**Assignment:** Copy precisely the first line of the material below and every later line, stopping with the line that contains "Proxy selection is".

┄┄┄┄┄┄┄┄┄┄┄┄┄┄┄┄┄┄┄┄

PR #3857, opened 2026-08-20
feat(monitors): route checks through an outbound HTTP proxy

gorkem-bwl:
Adds outbound HTTP proxy support for monitor checks, for deployments whose egress is restricted.

Raised in Discord: checks could not reach anything through a corporate proxy, and setting `https_proxy` / `http_proxy` / `NODE_USE_ENV_PROXY` had no effect.

## Why the environment variables did nothing

Two independent reasons, so it was not a misconfiguration:

1. **got does not read proxy environment variables.** Unlike curl or axios, got has never honoured `HTTP_PROXY`/`HTTPS_PROXY` — it requires an explicit agent. `NODE_USE_ENV_PROXY` applies to Node's built-in `fetch`, which got does not use.
2. **Any agent would have been discarded anyway.** `HttpProvider` overwrote `options.agent` on every single request.

## Approach

Proxy selection is resolved per check and applied at the point the agent is chosen. `NO_PROXY` handling is delegated to `proxy-from-env` rather than reimplemented — wildcards, host lists and port-qualified entries then behave exactly as operators already expect from curl.

Both dependencies were already present transitively, so this adds 76K and no new install: `https-proxy-agent` (52K) and `proxy-from-env` (24K).

## Infrastructure monitors are excluded by default

This is the part worth reviewing closely. `hardware` and `pagespeed` checks **both delegate to `HttpProvider`**:

```
HttpProvider ──┬── http        (public sites → proxy)
               ├── hardware    (Capture agents on the LAN → direct)
               └── pagespeed   (Google API → proxy)
```

A global proxy would therefore also capture Capture agents, which normally sit on the internal network — proxying them fails or hairpins. So the default is `http,pagespeed`, and infrastructure stays direct.

`PROXY_MONITOR_TYPES` is the escape hatch for deployments whose agents genuinely are only reachable through the proxy.

## Configuration

```bash
HTTP_PROXY=http://proxy.corp.example:3128
HTTPS_PROXY=http://user:pass@proxy.corp.example:3128   # credentials supported
NO_PROXY=localhost,127.0.0.1,*.internal,10.0.0.5
PROXY_MONITOR_TYPES=http,pagespeed                      # default; "none" disables
```

Invalid entries are dropped and logged rather than silently ignored, so a typo cannot quietly disable proxying:

- unknown types (`htpp`) → warned
- socket-based types (`ping`, `port`, `docker`, `grpc`, `websocket`, `dns`, `game`) → warned, since an HTTP proxy cannot carry them at all

## Agent caching

Agents are cached by proxy URL **and** TLS mode. Keying on TLS matters: sharing one agent between a strict monitor and an `ignoreTlsErrors` monitor would leak the relaxed setting across monitors. Caching also preserves connection pooling, so 50 monitors share tunnels rather than dialling the proxy on every check.

## TLS handling (second commit)

Review caught a real bug in the first commit: `ignoreTlsErrors` was silently dropped for proxied monitors. `rejectUnauthorized` was passed to the `HttpsProxyAgent` constructor, where it governs the socket **to the proxy**, not the tunnelled handshake with the target.

The consequence was worse than a no-op — a monitor with `ignoreTlsErrors` against a self-signed endpoint works today, and configuring a proxy would have made it fail verification, flip to down, and fire a false incident with notifications. The option is now stated per request.

Two other review findings, both about failing loudly rather than silently:

- A fully-invalid `PROXY_MONITOR_TYPES` (e.g. a typo) disabled proxying entirely, which in a restricted-egress deployment takes every HTTP monitor down at once. It now falls back to the defaults and warns.
- `none` only matched as the sole entry, so `none,http` half-enabled proxying. It is now honoured wherever it appears.

## Verification

22 policy tests plus 10 provider-level tests covering the type policy, `NO_PROXY` (hosts and wildcards), authenticated proxies, scheme-specific selection, the `none` sentinel, invalid input, and agent-cache identity.

Behaviour was also verified end to end through `HttpProvider` with a stub transport, asserting which agent is actually selected:

| scenario | result |
|---|---|
| http monitor, default | **proxied** |
| hardware monitor, default | direct |
| hardware monitor, opted in | **proxied** |
| http monitor, `PROXY_MONITOR_TYPES=none` | direct |
| http monitor, `NO_PROXY` match | direct |
| proxied monitor, `ignoreTlsErrors: true` | `rejectUnauthorized: false` |
| proxied monitor, strict | `rejectUnauthorized: true` |

The TLS assertions were verified by reverting the fix — both fail without it.

`npm run build` clean; full suite **1437 passing across 82 suites**.

## Not covered

Notification providers (Discord, Slack, Matrix, Telegram, PagerDuty, …) still call out directly and are unaffected. In a network locked down enough to need a proxy for checks, alerts will likely fail too — worth a follow-up, but kept out of scope here.


ajhollid:
Closing as already implemented

PR #3878, opened 2026-08-26
perf(docker): reduce MongoDB healthcheck overhead

### LINKED ISSUE #3877: Reduce MongoDB healthcheck overhead in Docker Compose
**Describe the bug**

The MongoDB health check in both Docker Compose configurations starts a new `mongosh` process every five seconds. Because the health-check process runs inside the MongoDB container, its startup cost is included in the container's CPU usage and produces recurring CPU spikes even when database activity is low.

**To Reproduce**

1. Start Checkmate with Docker Compose.
2. Run a small set of active monitors.
3. Observe the MongoDB container with `docker stats`.
4. Compare the periodic container CPU spikes with MongoDB operation counters or `mongotop` output.

In a local test with six active monitors, the MongoDB container periodically reached 56.64% and 47.10% CPU. During a 30-second sample, MongoDB averaged 0.43 inserts/s, 6.87 queries/s, 2.33 updates/s, and 4.43 commands/s, while collection activity measured by `mongotop` remained within a few milliseconds per second.

**Expected behavior**

The health check should retain the semantic `mongosh` ping while avoiding unnecessary steady-state process startups. Startup checks should remain frequent so `depends_on: condition: service_healthy` is not delayed.

- Environment: Docker Desktop on macOS
- MongoDB image: `mongo:8.0`
- Checkmate branch: `develop`

**Additional context**

A 30-second steady-state interval with a 30-second start period and a two-second start interval preserves fast startup detection while reducing steady-state `mongosh` executions by approximately 83%. A five-second timeout and five retries retain a reasonable failure-detection window.

**Self-hosted reproduction**

The same behavior was reproduced on a Dokploy-managed self-hosted Checkmate deployment running on a 2-vCPU, 2-GB RAM server. The MongoDB container was limited to 0.75 CPU and 512 MB RAM.

With the current five-second healthcheck interval, a 20-sample observation recorded:

- 4.56% median MongoDB container CPU
- 77.85% p95 MongoDB container CPU
- 78.44% maximum MongoDB container CPU

The application container remained comparatively quiet during the same observation. This supports the local finding that the recurring spikes are dominated by healthcheck process startup rather than monitor write volume.

Recurring MongoDB CPU spikes with the five-second healthcheck

A proposed fix and before/after validation are available in #3878.

eralpozcan:
## Describe your changes

Replace the MongoDB healthchecks that start a new `mongosh` process with a lightweight TCP connection check.

- Keep the existing five-second healthcheck cadence and failure-detection settings.
- Check whether MongoDB accepts a connection on `127.0.0.1:27017` using Bash's built-in `/dev/tcp` support.
- Apply the same healthcheck to the production, development, and `docs/hosting/checkmate-so` Compose configurations.

### Review-driven revision

The initial version reduced the expensive `mongosh` probe frequency from every 5 seconds to every 30 seconds. Following maintainer review, the implementation was revised to remove the expensive process startup instead of running it less often.

| Area | Initial proposal | Revised implementation |
| --- | --- | --- |
| Healthcheck command | `mongosh` ping | Bash TCP connection check |
| Steady-state interval | 30 seconds | Existing 5 seconds retained |
| Startup/failure timings | Adjusted | Existing values retained |
| Compose coverage | Production and development | Production, development, and both `docs/hosting/checkmate-so` MongoDB services |

All benchmark results below were rerun against the revised TCP implementation.

Fixes #3877

### Local Docker reproduction

- Reproduced the issue with six active monitors; five generated test monitors ran at 10-second intervals.
- With the original five-second `mongosh` healthcheck, MongoDB container CPU showed recurring peaks of 56.64%, 47.10%, and 27.48%. A later comparable sample observed a 46.93% peak.
- During a 30-second observation window, application activity remained modest: 0.43 inserts/s, 6.87 queries/s, 2.33 updates/s, and 4.43 commands/s.
- `mongotop` showed only a few milliseconds of activity per second on the `checks`, `jobs`, and `monitors` collections, separating normal database work from healthcheck process startup.
- Verified that the TCP command exits successfully against MongoDB on port 27017 and fails against a closed port.
- Started MongoDB with a new empty volume and confirmed that the container reached `healthy` using the TCP healthcheck.
- With the TCP healthcheck still running every five seconds, the comparable local sample recorded a 7.44% maximum MongoDB container CPU.
- Verified all three Compose files with `docker compose config --quiet`.

### Self-hosted validation

Validated on a Dokploy-managed self-hosted Checkmate deployment running on a 2-vCPU, 2-GB RAM server. The MongoDB container was limited to 0.75 CPU and 512 MB RAM. Both measurements use the same five-second healthcheck cadence.

| Metric | Before (`mongosh`) | After (TCP) | Change |
| --- | ---: | ---: | ---: |
| Healthcheck executions per minute | 12 | 12 | unchanged |
| MongoDB CPU median (20 samples) | 4.56% | 0.83% | -81.8% |
| MongoDB CPU p95 (20 samples) | 77.85% | 6.23% | -92.0% |
| MongoDB CPU maximum (20 samples) | 78.44% | 7.08% | -91.0% |

Before:

MongoDB CPU before the healthcheck change

After:

MongoDB CPU after the TCP healthcheck change

- [x] I have added i18n support to visible strings (not applicable; no user-facing strings changed).
- [x] I have **not** included any files that are not related to my pull request, including package-lock and package-json if dependencies have not changed.
- [x] I didn't use any hardcoded application values (port 27017 is the MongoDB service port used by these Compose configurations).
- [x] I made sure font sizes, color choices etc. are all referenced from the theme (not applicable; no UI changes).
- [x] I ran the relevant formatting and validation checks (no server or client source files changed; all affected Compose files pass `docker compose config --quiet`).
- [x] I took a screenshot or a video and attached to this PR if there is a UI change (not applicable; no UI changes).

### DIFF
--- a/docker/docker-compose.yaml
+++ b/docker/docker-compose.yaml
@@ -34,7 +34,7 @@ services:
     volumes:
       - mongo-data:/data/db
     healthcheck:
-      test: ["CMD-SHELL", "bash -c 'exec 3<>/dev/tcp/127.0.0.1/27017'"]
+      test: ["CMD", "bash", "-c", "exec 3<>/dev/tcp/127.0.0.1/27017"]
       interval: 5s
       timeout: 30s
       start_period: 0s
--- a/docker/docker-compose.yaml
+++ b/docker/docker-compose.yaml
@@ -34,12 +34,12 @@ services:
     volumes:
       - mongo-data:/data/db
     healthcheck:
-      test: ["CMD", "mongosh", "--eval", "db.adminCommand('ping')", "--quiet"]
-      interval: 30s
-      timeout: 5s
-      start_period: 30s
-      start_interval: 2s
-      retries: 5
+      test: ["CMD-SHELL", "bash -c 'exec 3<>/dev/tcp/127.0.0.1/27017'"]
+      interval: 5s
+      timeout: 30s
+      start_period: 0s
+      start_interval: 1s
+      retries: 30
 
 volumes:
   mongo-data:
--- a/docker/docker-compose.yaml
+++ b/docker/docker-compose.yaml
@@ -35,11 +35,11 @@ services:
       - mongo-data:/data/db
     healthcheck:
       test: ["CMD", "mongosh", "--eval", "db.adminCommand('ping')", "--quiet"]
-      interval: 5s
-      timeout: 30s
-      start_period: 0s
-      start_interval: 1s
-      retries: 30
+      interval: 30s
+      timeout: 5s
+      start_period: 30s
+      start_interval: 2s
+      retries: 5
 
 volumes:
   mongo-data:
--- a/docker/dev/docker-compose.yaml
+++ b/docker/dev/docker-compose.yaml
@@ -48,8 +48,8 @@ services:
       - ./mongo/data:/data/db
     healthcheck:
       test: ["CMD", "mongosh", "--eval", "db.adminCommand('ping')", "--quiet"]
-      interval: 5s
-      timeout: 30s
-      start_period: 0s
-      start_interval: 1s
-      retries: 30
+      interval: 30s
+      timeout: 5s
+      start_period: 30s
+      start_interval: 2s
+      retries: 5
--- a/docker/dev/docker-compose.yaml
+++ b/docker/dev/docker-compose.yaml
@@ -47,9 +47,9 @@ services:
     volumes:
       - ./mongo/data:/data/db
     healthcheck:
-      test: ["CMD", "mongosh", "--eval", "db.adminCommand('ping')", "--quiet"]
-      interval: 30s
-      timeout: 5s
-      start_period: 30s
-      start_interval: 2s
-      retries: 5
+      test: ["CMD-SHELL", "bash -c 'exec 3<>/dev/tcp/127.0.0.1/27017'"]
+      interval: 5s
+      timeout: 30s
+      start_period: 0s
+      start_interval: 1s
+      retries: 30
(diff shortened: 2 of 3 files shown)


ajhollid (changes requested):
I think a better solution here is to just not use mongosh and just see if 27017 accepts a connection.

There's no replica set here, so if 27017 accepts a connection then the service can considered ready.

In essence, make the health check very cheap instead of carrying out the existing expensive check less often.

Please note there is another docker compose file in the docs/hosting dir that also needs to be updated.

Thanks!

eralpozcan:
I had not considered approaching it this way. Making the health check itself cheap instead of reducing its frequency makes sense. I will revise the change to use a TCP connection check and update the Compose file under docs/hosting as well, then rerun the validation against the revised implementation.

Updated Version: 

TCP Screenshot

docker/docker-compose.yaml
```diff
@@ -34,7 +34,7 @@ services:
     volumes:
       - mongo-data:/data/db
     healthcheck:
-      test: ["CMD", "mongosh", "--eval", "db.adminCommand('ping')", "--quiet"]
+      test: ["CMD-SHELL", "bash -c 'exec 3<>/dev/tcp/127.0.0.1/27017'"]
```
ajhollid: This is fine, but we should be able to skip the extra shell by just doing ` ["CMD", "bash", "-c", "exec 3<>/dev/tcp/127.0.0.1/27017"] `

ajhollid (changes requested):
Check looks good, but there's an extra shell in there that I think we can safely skip

docker/docker-compose.yaml
eralpozcan: Ty! Working on this PR was a great learning experience for catching some subtle nuances. ^^

Issue #2593, opened 2025-07-11
Feature Request: Website monitoring improvements


FirefoxNL:
## Is your feature request related to a problem? Please describe.
The HTTP(S) monitoring options are now quite limited. I would like to suggest some improvements. Checkmate is already an amazing tool but I feel like the following changes would elevate the website monitoring to the next level.
Thank you to all the contributors. 😄

## Describe the solution you'd like
**1. Authentication support** 
Some applications require authentication in the form of an Authorization header. Adding support for authentication in the form of basic authentication or other authentication or token headers would be nice. mTLS or OAuth2 support would be even better.

**2. Custom header support**
This could go hand-in-hand with the authentication support. Some applications require additional headers to be present before giving back a succesful (20x) status.

**3. Other methods**
Some endpoints I would like to monitor only support POST, PUT or DELETE methods.

**4. Retries**
When monitoring public resources, an incidental failed request happens. I would like to be able to set the amount of failures before an incident is created and notification is sent.

**5. Uptime overview**
In the Uptime overview it is now shown as *HTTP(S)*. Showing HTTP or HTTPS there would be a nice bonus.

**6. Custom body**
Adding custom body to request. Could be useful, other monitoring solutions support this as well.

**7. Custom intervals**
Right now, only 1 through 5 minute intervals are available. It would be nice to be able to set more precise intervals. For example by changing it from a drop-down to an input of seconds.

gorkem-bwl:
Those are great suggestions, thank you @FirefoxNL 

@karenvicent @mohicody  we can discuss this during our call this week.

PR #3881, opened 2026-08-26
Add custom monitor interval options

### LINKED ISSUE #2633: Custom Monitor Intervals
## Custom Monitor Intervals

> This issue addresses one of the feature requests mentioned in issue #2593 (point 7: Custom intervals)

Currently, HTTP(S) monitoring intervals are limited to a fixed set of options (1-5 minutes) in a dropdown menu. This limitation prevents users from setting more precise monitoring frequencies for different types of endpoints. Critical services might need more frequent checks (e.g., every 30 seconds), while less critical endpoints could be monitored less frequently to reduce system load.

Replace the current dropdown selection with an input field that allows users to specify custom monitoring intervals in seconds. The implementation would:

- Allow input of custom interval values in seconds
- Include validation for reasonable bounds (e.g., minimum 10 seconds, maximum 1 hour)
- Update the UI to display the input in seconds rather than minutes
- Maintain backward compatibility with existing monitors

fabiangigler:
## Describe your changes

Adds custom monitor intervals across all monitor types using dynamic autocomplete suggestions for seconds, minutes, hours, and days to the UI. The API + monitoring tasks already support arbitrary intervals.

autocomplete-interval-1

Fixes #2633
Also Custom Interval portion of #2593

```Javascript
<div>{t('add')}</div>
```

---


client/src/Pages/CreateMonitor/index.tsx
```diff
@@ -454,16 +491,16 @@ const CreateMonitorPage = () => {
...
+	const intervalOptions = useMemo(() => {
+		const options = MonitorIntervalOptions.map(({ value }) => toIntervalOption(value));
+		if (
+			typeof watchedInterval === "number" &&
+			!options.some((option) => option.id === watchedInterval)
+		) {
+			options.push(toIntervalOption(watchedInterval));
+		}
+		return options;
+	}, [watchedInterval]);
```
ajhollid, line 503: This is a localization regression.  These values will only display in English, whereas they were localized before.  We'll need to implement proper localization support here

client/src/Pages/CreateMonitor/index.tsx
```diff
@@ -689,12 +726,16 @@ const CreateMonitorPage = () => {
...
+							<FormAutocompleteField
 								name="interval"
 								fieldLabel={t(
 									"pages.createMonitor.form.frequency.option.frequency.label"
 								)}
 								options={intervalOptions}
+								filterOptions={(options, { inputValue }) =>
+									filterIntervalOptions(options, inputValue)
+								}
+								getOptionDisabled={(option) => option.id < MIN_MONITOR_INTERVAL_MS}
```
ajhollid, line 738: Clearing the field produces an error that isn't helpful for the user:

Image

This needs to be addressed, probably by ignoring the clear in `onChange`.  `disableClearable` should also probably be set here, which necessitates adding the prop to `FormAutoCompleteField` and threading it through to the `Autocomplete` component

server/src/api/validation/monitorValidation.ts
```diff
@@ -9,12 +9,14 @@ import {
...
 	MonitorStatuses,
 	MonitorTypes,
+	MIN_MONITOR_INTERVAL_MS,
 	PageSpeedStrategies,
 	ProxyModes,
 } from "@/domain/monitors/monitor.type.js";
 import { DateRanges, SortOrders } from "@/types/query.js";
 
 const httpStatusCode = z.number().refine((code) => HttpStatusCodeSet.has(code), { message: "Must be a valid HTTP status code" });
+const monitorIntervalSchema = z.number().int().min(MIN_MONITOR_INTERVAL_MS);
```
ajhollid: Monitors created via API could previously be created with any value for interval.  If a user exports those monitors and expects to be able to import them again, their import operation will fail.

I think the most reasonable approach would be to clamp minimum values in the validation schema.  You can probably use Zod's [transform API](https://zod.dev/api#transform) to handle this

ajhollid (changes requested):
This is a nice addition, but there are some issues to work through before merging, please see my comments in the code review.

client/src/Pages/CreateMonitor/index.tsx
fabiangigler: @ajhollid I agree this is a regression, however the function wraps the formatDuration helper which is used to display the interval durations i.e. on the monitor detail page, where the duration + helper copy is still hardcoded in English as well.

I'd be happy to tackle i18n on the formatDuration / underlying time formatting helpers, but thought that should be part of a seperate issue / PR, right?

server/src/api/validation/monitorValidation.ts
fabiangigler: That's essentially my motivation for this PR, I migrated 50 monitors from uptime robot to checkmate, and found all my durations be working, just not editable with the same flexibility in the UI 😅

Now that I think about it, maybe it's best to just limit the frontend to a minimum interval (is 10seconds ok instead of 15?) and leave the API validation as is.

client/src/Pages/CreateMonitor/index.tsx
fabiangigler: @ajhollid I created an issue here:
https://github.com/bluewave-labs/Checkmate/issues/3891

client/src/Pages/CreateMonitor/index.tsx
fabiangigler: fixed via follow up commit!

fabiangigler:
@ajhollid addressed the feedback + opened a seperate issue regarding the global duration i18n

server/src/api/validation/monitorValidation.ts
ajhollid: @fabiangigler I think you were on the right track here, frontend validation and backend validation should generally be in sync.  We shouldn't be able to craft monitors via API or JSON import that don't match what should be allowed via UI.

Unless there's a compelling reason not to, I think that clamping to the validation enforced minimum is a reasonable strategy rather than just flat out rejecting :thinking:   Thoughts?

fabiangigler: @ajhollid mainly I did not want to silently break existing functionality (i.e. creating 3s monitors via the API, would not throw any errors, but just fetch at the minimum clamp value instead of what the API call requested), especially as people technical enough to use the API might know the drawbacks of super fast monitoring intervals.

This is really your judgement call to make here, I don't personally have a strong need to monitor in less than 15s intervals, so happy to tighten the validation here if that's inline with the project.

gorkem-bwl:
Loved the dynamic autocomplete suggestions!

client/src/Pages/CreateMonitor/index.tsx
fabiangigler: opened a PR tof ix this here:
https://github.com/bluewave-labs/Checkmate/pull/3913

will need to update L83 to enable localized "long" formatting after it's merged.

fabiangigler:
@gorkem-bwl anything missing to go ahead with approving/merging this one?
just rebased against latest develop to resolve conflicts.

ajhollid:
Hey @fabiangigler,

Apologies, the review backlog is pretty deep! 

I will take a look at this PR first thing tomorrow, thanks for your patience!

ajhollid (approved):
Looks good here, thank you for your contribution!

┄┄┄┄┄┄┄┄┄┄┄┄┄┄┄┄┄┄┄┄

**Written response:**
PR #3857, opened 2026-08-20
feat(monitors): route checks through an outbound HTTP proxy

gorkem-bwl:
Adds outbound HTTP proxy support for monitor checks, for deployments whose egress is restricted.

Raised in Discord: checks could not reach anything through a corporate proxy, and setting `https_proxy` / `http_proxy` / `NODE_USE_ENV_PROXY` had no effect.

## Why the environment variables did nothing

Two independent reasons, so it was not a misconfiguration:

1. **got does not read proxy environment variables.** Unlike curl or axios, got has never honoured `HTTP_PROXY`/`HTTPS_PROXY` — it requires an explicit agent. `NODE_USE_ENV_PROXY` applies to Node's built-in `fetch`, which got does not use.
2. **Any agent would have been discarded anyway.** `HttpProvider` overwrote `options.agent` on every single request.

## Approach

Proxy selection is resolved per check and applied at the point the agent is chosen. `NO_PROXY` handling is delegated to `proxy-from-env` rather than reimplemented — wildcards, host lists and port-qualified entries then behave exactly as operators already expect from curl.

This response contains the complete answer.